Di penghujung cerita, Insya Allah kamu lebih kangen kepada Ibumu, deh. Hehe.. Apalagi kalau terpisahkan jarak sehingga jarang ketemu. Kamu akan diingatkan kembali tentang pengorbanan Ibu membesarkan kamu. Kamu ga akan pernah melupakan jasa-jasanya sampai kamu membentuk keluarga baru sekalipun. Ada epilog cerita “Kagem Ibuk” yang aku suka dan membuat keinginanku menjadi seorang Ibu semakin kuat:
Allah tercinta,
Engkau menciptakan setiap Ibu menjadi istimewa.
Maka hadiahilah dia dengan anak-anak yang bercahaya.
Jika aku tak yakin bahwa Engkaulah pelindung terbaik untuknya,
maka aku akan selalu ragu bahwa beliau senantiasa baik-baik saja di sana.
Tuhan, salehkan aku, karena hanya dengan itu,
Engkau akan selalu mendengar setiap doaku untuk Ibuk.
Ibuk, aku mencintaimu lebih dari yang kutahu.
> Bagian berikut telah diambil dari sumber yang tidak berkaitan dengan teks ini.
PR #593, opened 2016-10-03
ENH: prefer executable CLIs by default

fedorov:
This resolves a known issue with the application crashing while using modules
as shared libraries under certain circumstances.

Motivated by this thread:

http://slicer-devel.65872.n3.nabble.com/Slicer-crashes-when-running-registration-without-having-settings-set-to-quot-Prefer-Executable-CLIs--td4037245.html

### DIFF
--- a/Base/QTGUI/qSlicerSettingsModulesPanel.cxx
+++ b/Base/QTGUI/qSlicerSettingsModulesPanel.cxx
@@ -119,7 +119,7 @@ void qSlicerSettingsModulesPanelPrivate::init()
   this->FavoritesMoreButton->setChecked(false);
 
   // Default values
-  this->PreferExecutableCLICheckBox->setChecked(false);
+  this->PreferExecutableCLICheckBox->setChecked(true);
   this->TemporaryDirectoryButton->setDirectory(coreApp->defaultTemporaryPath());
   this->DisableModulesListView->setFactoryManager( factoryManager );
   this->FavoritesModulesListView->setFactoryManager( factoryManager );


jcfr:
Makes sense. Running CLIs in a sandboxed way is a sane default. 

Shared library mode should be reserved for special case where it clearly improves performance.

pieper:
Thanks for taking care of this!

But I think line 123 also needs to had a default value of 'true' here:

https://github.com/Slicer/Slicer/blob/7c97ad2cd412e873ce78568b252e56c6ee51e515/Base/QTApp/qSlicerApplicationHelper.cxx#L121-L123

The value method takes a default so the first time the program is installed it will take on the desired value:

http://doc.qt.io/qt-4.8/qsettings.html#value

fedorov:
@pieper should it also be fixed here: https://github.com/Slicer/Slicer/blob/master/Base/QTGUI/qSlicerApplication.cxx#L924 ?

pieper:
Yes,  would think both places.  Since that default value shows up two places there's some ambiguity about which one will show up first, so maybe it should be #defined someplace to prevent only changing one in the future.

jcfr:
>  #defined someplace to prevent only changing one in the future.
 :+1: 

Please, consider adding `Slicer_PREFER_CLI_EXECUTABLE` to https://github.com/Slicer/Slicer/blob/master/CMake/vtkSlicerConfigure.h.in

jcfr:
or `Slicer_CLI_PREFER_EXECUTABLE`

fedorov:
Guys, sorry, I have just a few days a week relatively free from meetings,and there is too much work to do. The proposed changes of course make sense, but involve changing cmake and multiple things, and doing test builds, so not something I can do quickly. I will get to it, but not right away.

jcfr:
This PR should address the problem: https://github.com/Slicer/Slicer/pull/598

PTAL

jcfr:
Closing. This PR is superseded by #598

PR #594, opened 2016-10-03
Remove tractography parts of vtkTeem, and SlicerDMRI remote module

ihnorton:
Regarding vtkTeem: as far as I can tell, the removed libraries are only used by SlicerDMRI modules. I checked this by doing `git clone` or `svn co` on all registered extension `scmurl`, and grep'ing for `vtkTeem`. The only matches are:

- 'LASegmenter': specifying `vtkTeem_INCLUDES` is not necessary because it does not actually use vtkTeem.
- 'Sequences': only used for vtkNRRD{Reader,Writer}, which are not being removed from base.

The vtkTeem history is being migrated, to the extent possible (goes back as far as svn can provide, to a rename in 2007). See https://github.com/SlicerDMRI/SlicerDMRI/tree/merge_vtkteem

SlicerDMRI will be distributed as an extension.

cc @ljod @pieper


jcfr:
Looks good to me. Thanks for working on this.

ihnorton:
Please commit whenever you have time, then I will add to ExtensionsIndex.

(I would do it, but I don't seem to have svn access anymore. Or I don't remember the password correctly -- any way to reset?)

pieper:
Makes sense to me.

jcfr:
After deleting `Slicer-*` from a local build tree, I reconfigured and it is now rebuilding. I will let you know how it goes.

jcfr:
Integrated in [r25408](http://viewvc.slicer.org/viewvc.cgi/Slicer4?view=revision&revision=25408) and [r25409](http://viewvc.slicer.org/viewvc.cgi/Slicer4?view=revision&revision=25409)

ihnorton:
Thanks.

ihnorton:
@jcfr it looks like the subversion-git sync robot isn't running properly.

Bagaimana? Sudah cukup penasaran isi buku TSK(D)C? Silakan menikmati detail ceritanya di bukunya langsung. Kamu bisa menemukannya di toko buku terdekat :) Biar tidak tersesat, aku kasih identitas bukunya, ya..

(link)
Judul                   : Tetap Saja Kusebut (Dia) Cinta
Penulis                 : Tasaro GK
Ilustrator              : Hadi Nugraha
Penerbit              : Qanita
Tahun                  : 2013
Halaman              : 264 halaman

Diresensi oleh An Maharani Bluepen
Waktu sepertiga malam, 04 Juni 2014

"Bagiku, cinta itu menguatkan. Apalagi jika cinta itu landasannya karena Allah. Aku ingin mencintai seseorang karena Allah, meski aku pernah terluka sebelumnya." -An-



Read Users' Comments (2)

2 Response to "#Resensi : Tetap Saja Kusebut (Dia) Cinta"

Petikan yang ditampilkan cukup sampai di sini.